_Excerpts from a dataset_
□ □ □ □
PR #197, opened 2020-03-25
fix: add a command to close the disclaimer on each pages, update navigation test to not rely on language

Joluma:
## Description
With the introduction of i18n, the navigation bar now gets his content from the i18next. On the test, the content is now undefined because at the time we get the content of the links the translation is not made. This is not necessary since we only care about the link url being correct.
- update the test to rely on the url

Second issue is the introduction of the disclaimer popup, it breaks the tests because the area we ry to interact with are below the modal's overlay.
- add a command to close the popup automatically

## Related issues
 - Contributes to #19 

## Testing
run `yarn e2e` or `yarn e2e:dev`
covid-test

### DIFF
--- a/cypress/integration/navigation.spec.ts
+++ b/cypress/integration/navigation.spec.ts
@@ -6,7 +6,8 @@ context('The navigation bar', () => {
   const navLinks = Object.entries(links)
□ □ □ □
_What is needed_
Set down, from the entries above, exactly the lines from the one with "Second issue is" up to and including the one with "--- a/cypress/integration/navigation.spec.ts", and no other lines.

_Task result_
Second issue is the introduction of the disclaimer popup, it breaks the tests because the area we ry to interact with are below the modal's overlay.
- add a command to close the popup automatically

## Related issues
 - Contributes to #19 

## Testing
run `yarn e2e` or `yarn e2e:dev`
covid-test

### DIFF
--- a/cypress/integration/navigation.spec.ts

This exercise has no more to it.